**What to do**. Copy, from the data below, every line that has "None" in it.

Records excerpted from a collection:
*** Begin section ***
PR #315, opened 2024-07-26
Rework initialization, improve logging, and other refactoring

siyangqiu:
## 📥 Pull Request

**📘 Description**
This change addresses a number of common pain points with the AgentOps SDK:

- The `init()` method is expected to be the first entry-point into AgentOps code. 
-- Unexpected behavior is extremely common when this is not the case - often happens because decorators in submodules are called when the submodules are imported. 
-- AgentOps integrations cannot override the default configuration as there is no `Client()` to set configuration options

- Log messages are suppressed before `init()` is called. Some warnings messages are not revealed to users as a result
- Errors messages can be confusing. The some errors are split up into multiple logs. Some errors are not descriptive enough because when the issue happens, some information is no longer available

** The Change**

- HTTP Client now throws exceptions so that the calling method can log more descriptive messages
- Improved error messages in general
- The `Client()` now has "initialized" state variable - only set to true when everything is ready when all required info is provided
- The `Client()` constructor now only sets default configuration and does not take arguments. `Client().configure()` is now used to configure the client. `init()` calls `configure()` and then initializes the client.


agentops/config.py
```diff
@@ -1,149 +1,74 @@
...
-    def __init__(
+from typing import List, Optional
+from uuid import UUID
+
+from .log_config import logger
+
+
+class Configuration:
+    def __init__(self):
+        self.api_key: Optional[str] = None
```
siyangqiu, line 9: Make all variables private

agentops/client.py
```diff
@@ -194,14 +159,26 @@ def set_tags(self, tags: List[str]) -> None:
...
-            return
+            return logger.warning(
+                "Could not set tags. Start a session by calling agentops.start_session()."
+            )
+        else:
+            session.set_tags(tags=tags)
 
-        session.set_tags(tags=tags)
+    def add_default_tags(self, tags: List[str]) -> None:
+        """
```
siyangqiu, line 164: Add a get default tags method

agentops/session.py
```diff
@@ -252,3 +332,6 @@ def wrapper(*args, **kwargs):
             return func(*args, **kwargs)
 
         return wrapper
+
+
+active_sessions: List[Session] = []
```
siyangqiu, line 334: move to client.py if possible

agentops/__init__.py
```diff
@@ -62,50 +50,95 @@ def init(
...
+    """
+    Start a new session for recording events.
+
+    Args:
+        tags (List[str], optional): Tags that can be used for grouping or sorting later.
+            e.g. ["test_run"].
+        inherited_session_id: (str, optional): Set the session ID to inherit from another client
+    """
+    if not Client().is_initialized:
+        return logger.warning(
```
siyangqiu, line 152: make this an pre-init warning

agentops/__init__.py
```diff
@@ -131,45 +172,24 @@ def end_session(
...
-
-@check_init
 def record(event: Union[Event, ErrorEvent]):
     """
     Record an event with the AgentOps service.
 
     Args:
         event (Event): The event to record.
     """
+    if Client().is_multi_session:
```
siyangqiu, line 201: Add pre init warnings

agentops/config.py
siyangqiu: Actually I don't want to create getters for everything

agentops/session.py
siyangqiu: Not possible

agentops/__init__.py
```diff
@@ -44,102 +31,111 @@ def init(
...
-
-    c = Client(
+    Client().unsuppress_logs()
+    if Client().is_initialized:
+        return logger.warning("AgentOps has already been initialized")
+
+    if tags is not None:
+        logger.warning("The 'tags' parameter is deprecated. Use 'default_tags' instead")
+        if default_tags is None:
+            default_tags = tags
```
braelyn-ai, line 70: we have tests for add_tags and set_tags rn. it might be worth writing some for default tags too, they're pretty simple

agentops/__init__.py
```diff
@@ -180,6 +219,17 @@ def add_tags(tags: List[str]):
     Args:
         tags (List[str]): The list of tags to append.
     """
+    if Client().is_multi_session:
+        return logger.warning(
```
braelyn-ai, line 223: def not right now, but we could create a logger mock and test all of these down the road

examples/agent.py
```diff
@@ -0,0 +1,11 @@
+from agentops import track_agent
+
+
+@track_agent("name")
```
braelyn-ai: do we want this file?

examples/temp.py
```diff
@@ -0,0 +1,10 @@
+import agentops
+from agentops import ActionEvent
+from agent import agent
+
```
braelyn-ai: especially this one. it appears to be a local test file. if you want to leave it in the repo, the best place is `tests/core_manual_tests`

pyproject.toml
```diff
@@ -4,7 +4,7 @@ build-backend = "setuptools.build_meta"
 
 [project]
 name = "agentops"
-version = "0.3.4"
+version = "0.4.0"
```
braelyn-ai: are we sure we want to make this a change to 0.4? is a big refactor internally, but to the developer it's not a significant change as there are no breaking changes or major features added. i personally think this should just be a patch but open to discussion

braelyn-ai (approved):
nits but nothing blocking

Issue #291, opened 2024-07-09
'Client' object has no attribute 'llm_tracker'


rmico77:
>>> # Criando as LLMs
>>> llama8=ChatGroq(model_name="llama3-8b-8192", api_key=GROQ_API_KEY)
*** End section ***
**Expected answer**.
+        self.api_key: Optional[str] = None
@@ -194,14 +159,26 @@ def set_tags(self, tags: List[str]) -> None:
+    def add_default_tags(self, tags: List[str]) -> None:
+    if tags is not None:
+        if default_tags is None:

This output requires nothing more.